When Cecilia Bond learnt that she was pregnant, she thought it was a “miracle”. Having previously fought cervical cancer, Cecilia had been told that it would be unlikely that she would ever be able to have a biological child of her own.

But her joy turned to grief two months into her pregnancy when doctors discovered her son, Corey, had microcephaly - meaning abnormal smallness of the head and incomplete brain development. The diagnosis would change Cecilia’s life forever and marked the beginning of a never-ending rollercoaster of emotions.

She spent most of her pregnancy in hospital - a place that would become familiar to her and Corey. Cecilia would be unable to return to her career as a finance manager in the NHS because her son needs constant round-the-clock care.

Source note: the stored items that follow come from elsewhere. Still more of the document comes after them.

PR #7972, opened 2026-04-03
BackupStorageLocation UX improvements

SamuAlfageme:

This introduces a few UX improvements on the handling of `BackupStorageLocations` (BSLs) for the UC Backup feature. These apply to both, the Cluster Creation Wizard and "Edit cluster" dialogue.

 - New  "Create Backup Storage Location' button on clicking "Cluster Backup" checkbox

**Image Update**

KR: FYI
- This option is availaible for Create Cluster Wizard not for (Edit Cluster) to open a new dialog over a dialog

Screenshot 2026-07-29 at 3 41 09 PM

- Add field validations on the BSL form(s):
  - Basic regexp validation for DNS on 'Region' and 'Endpoint URL' (+ `http(s)` for the latter).
  
Screenshot 2026-07-29 at 3 42 04 PM

- Mandatory 'Endpoint' & 'Region' unless using 'custom config' (see behavior in gif below).

Screenshot 2026-07-29 at 3 43 50 PM

- Allow to copy BSL error messages on click from the BackupStorageLocation list view

<div align="center">
   
</div>

- Fix: reorder BSL selector & Skip router reconciliation on the 'Edit cluster' modal: the checkbox to enable UC Backup and the BSL dropdown were split by the new 'Skip router reconciliation' on OpenStack DCs

image

**Which issue(s) this PR fixes**: N/A 

**What type of PR is this?**
/kind design

```release-note
Cluster Creation/Edition: Improve BackupStorageLocation UX: display only available BSLs and allow to create new ones.
```

**Documentation**:

```documentation
TBD
```

**Test issue**:

```test-issue
NONE
```

### DIFF
--- a/modules/web/src/app/cluster/details/cluster/edit-cluster/component.ts
+++ b/modules/web/src/app/cluster/details/cluster/edit-cluster/component.ts
@@ -568,10 +568,15 @@ export class EditClusterComponent implements OnInit, OnDestroy {
       .pipe(takeUntil(this._unsubscribe))
       .subscribe(cbslList => {
         this.backupStorageLocationsList = cbslList.filter(bsl => this._isBackupStorageLocationAvailable(bsl));
-        this.backupStorageLocationLabel = this.backupStorageLocationsList.length ? BSLListState.Ready : BSLListState.Empty;
+        this.backupStorageLocationLabel = this.backupStorageLocationsList.length
+          ? BSLListState.Ready
+          : BSLListState.Empty;
 
         const backupStorageLocationControl = this.form.get(Controls.BackupStorageLocation);
-        if (backupStorageLocationControl && !this.backupStorageLocationsList.some(bsl => bsl.name === backupStorageLocationControl.value)) {
+        if (
+          backupStorageLocationControl &&
+          !this.backupStorageLocationsList.some(bsl => bsl.name === backupStorageLocationControl.value)
+        ) {
           backupStorageLocationControl.reset();
         }
       });
--- a/modules/web/src/app/cluster/details/cluster/edit-cluster/component.ts
+++ b/modules/web/src/app/cluster/details/cluster/edit-cluster/component.ts
@@ -14,9 +14,11 @@
 
 import {ChangeDetectorRef, Component, Input, OnDestroy, OnInit} from '@angular/core';
 import {FormBuilder, FormControl, FormGroup, Validators} from '@angular/forms';
-import {MatDialogRef} from '@angular/material/dialog';
+import {MatDialog, MatDialogRef} from '@angular/material/dialog';
+import {MatSelectChange} from '@angular/material/select';
 import {ClusterBackupService} from '@app/core/services/cluster-backup';
 import {UserClusterConfigService} from '@app/core/services/user-cluster-config';
+import {AddBackupStorageLocationDialogComponent} from '@app/dynamic/enterprise/cluster-backups/list/backup-storage-location/add-dialog/component';
 import {DynamicModule} from '@app/dynamic/module-registry';
 import {BackupStorageLocation} from '@app/shared/entity/backup';
 import {NODEPORTS_IPRANGES_SUPPORTED_PROVIDERS, NodeProvider} from '@app/shared/model/NodeProviderConstants';
@@ -66,7 +68,7 @@ import {HTTP_PROXY_URL_PATTERN_VALIDATOR, IPV4_IPV6_CIDR_PATTERN, NO_PROXY_PATTE
 import {KmValidators} from '@shared/validators/validators';
 import _ from 'lodash';
 import {Observable, Subject} from 'rxjs';
-import {map, switchMap, take, takeUntil, tap} from 'rxjs/operators';
+import {filter, map, switchMap, take, takeUntil, tap} from 'rxjs/operators';
 
 enum Controls {
   Name = 'name',
@@ -138,6 +140,7 @@ export class EditClusterComponent implements OnInit, OnDestroy {
   isAuditWebhookBackendHidden = false;
   backupStorageLocationsList: BackupStorageLocation[];
   backupStorageLocationLabel: BSLListState = BSLListState.Ready;
+  readonly createBackupStorageLocationOptionValue = '__create_backup_storage_location__';
   isAllowedIPRangeSupported: boolean;
   readonly isEnterpriseEdition = DynamicModule.isEnterpriseEdition;
   readonly CLUSTER_DEFAULT_NODE_SELECTOR_NAMESPACE = CLUSTER_DEFAULT_NODE_SELECTOR_NAMESPACE;
@@ -174,6 +177,7 @@ export class EditClusterComponent implements OnInit, OnDestroy {
     private readonly _builder: FormBuilder,
     private readonly _clusterService: ClusterService,
     private readonly _datacenterService: DatacenterService,
+    private readonly _matDialog: MatDialog,
     private readonly _matDialogRef: MatDialogRef<EditClusterComponent>,
     private readonly _notificationService: NotificationService,
     private readonly _settingsService: SettingsService,
@@ -563,9 +567,37 @@ export class EditClusterComponent implements OnInit, OnDestroy {
       .listBackupStorageLocation(projectID)
       .pipe(takeUntil(this._unsubscribe))
       .subscribe(cbslList => {
-        this.backupStorageLocationsList = cbslList;
-        this.backupStorageLocationLabel = cbslList.length ? BSLListState.Ready : BSLListState.Empty;
+        this.backupStorageLocationsList = cbslList.filter(bsl => this._isBackupStorageLocationAvailable(bsl));
+        this.backupStorageLocationLabel = this.backupStorageLocationsList.length ? BSLListState.Ready : BSLListState.Empty;
+
+        const backupStorageLocationControl = this.form.get(Controls.BackupStorageLocation);
+        if (backupStorageLocationControl && !this.backupStorageLocationsList.some(bsl => bsl.name === backupStorageLocationControl.value)) {
+          backupStorageLocationControl.reset();
+        }
       });
+  }
+
+  onBackupStorageLocationSelectionChange(event: MatSelectChange<string>): void {
+    if (event.value !== this.createBackupStorageLocationOptionValue) {
+      return;
+    }
+
+    const backupStorageLocationControl = this.form.get(Controls.BackupStorageLocation);
+    const previousValue = this.cluster.spec?.backupConfig?.backupStorageLocation?.name ?? '';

He has lots of complex conditions including, degenerative brain disease, epilepsy, respiratory disease and brittle bones. He requires use of a wheelchair and he has to be kept at a 45 degree angle at all times in order to prevent aspiration pneumonia. Corey needs to use a nebuliser and suction machine and is tube fed which means it’s difficult for him and Cecilia to travel far.

Cecilia says:

When he was born in 2005, doctors did not expect him to live for more than a few weeks, but more than 11 years later, Corey is still here and smiling.

He is my miracle. The doctors don’t know how he still manages to smile. Every single day Corey wakes up in wonder as if it’s Christmas morning.

Taking care of Corey has been incredibly difficult for Cecilia. She is a single parent and sustained chronic injuries to her spine after she was hit by a car several years ago.

Corey is often critically ill and has had pneumonia 36 times in the last two years. He comes to Haven House for respite. It gives Corey and Cecilia time away from the noisy and busy environment of hospital.    

Cecilia says:

Corey and I spend most of our lives in hospital. When we come to Haven House, it’s such a relief, I know that Corey will be looked after and it gives me time to breathe again.

He loves music therapy, art and going to the sensory room. The care here is absolutely amazing. The nurses go above and beyond to make sure he gets everything that he needs.

Corey cannot see out of his left eye and is registered as profoundly deaf. But he can still hear sounds and interact with the world. 

He loves ducks, which he calls “babs”, meaning baby ducklings. Cecilia and Corey try and get outside whenever they can and Haven House is often the perfect setting for them.    

Cecilia says:

Corey first came to Haven House when he was three and very unwell. It was the same day as the Summer Fayre. Seeing so many wonderful sights in the grounds of the hospice completely lifted his spirits.

Life for Cecilia can often be very isolating which is why she also benefits from Haven House’s Toy Home Loan service. It means Corey gets to play with toys that are appropriate to his needs and visits from Haven House’s Toy Home Loan Co-Ordinator helps breaks up Cecilia’s day because she has another adult to talk too.

The future for Corey is uncertain. Cecilia knows that he is unlikely to reach adulthood. His brain is in atrophy, which means it’s wasting away. Some of his organs, like his heart, are already beginning to fail, yet Cecilia remains upbeat for her son.

Cecilia concludes:

As a parent you live for the moment. Haven House has given me some of my very best moments with Corey. I’m going to make sure he can continue to smile and be cheeky for as long as possible.